No estoy criticando. Yo también utilizo esta herramienta increíble que son las redes. Es solo una reflexión que deseaba compartir. ¿Y por qué el ego? Yo creo que es esa parte que nos habita, también llamada personalidad, quien se muestra mayoritariamente a través de las redes. Una personalidad que ni siquiera es nuestra, ya que es un producto de la educación, del medio, del país, de la cultura y, sobre todo, del desamor o del enfermo amor que muchos recibimos en la infancia. La personalidad, huérfana, asustada y, en cierto modo perdida, se viste de armadura protectora, se cubre con una máscara que impide que el ser verdadero pueda emerger a la superficie y mostrarse tal cual es: espontáneo, natural, amoroso, sincero, valiente, verdadero.

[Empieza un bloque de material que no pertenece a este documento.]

PR #1783, opened 2021-05-12
#417 Spark-XML hack removed

### LINKED ISSUE #417: Remove extra code when spark-xml handles empty arrays
Remove extra code in `StandardizationInterpreter` when spark-xml handles empty arrays

dk1844:
1.  first a unit test has been added to assert the current functionality 
2.  SparkXML-hack removed
3.  the test holds

###RN suggestion
_XML input standardization: SparkXML-hack for arrays removed, no change in function should be noticed._

Closes #417


AdrianOlosutean (approved):
Looks good.

dk1844:
After discussion with @benedeki and @Zejnilovic, I have assigned label _no test needed_ as the added test case and its way of originating should suffice as evidence of correct behavior, guarding from regression.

¿Estamos perdiendo el cuerpo a cuerpo, el alma a alma? Me escandaliza vernos siempre agarrados al móvil, pendientes de cualquier movimiento, de cualquier mensaje de último momento, mientras delante nuestra pasa la vida, la real. Sentada en el metro, observo los rostros. Miradas ausentes, dedos inquietos, muchas pantallas, nadie presente ahí, en el propio metro. Y yo, la que escribe, también, y siempre pendiente del sonido de ese pequeño aparato que me reclama, me exige y esclaviza.
¡Ah! ¡La libertad! ¿Nos estamos acercando o alejando más y más de ella?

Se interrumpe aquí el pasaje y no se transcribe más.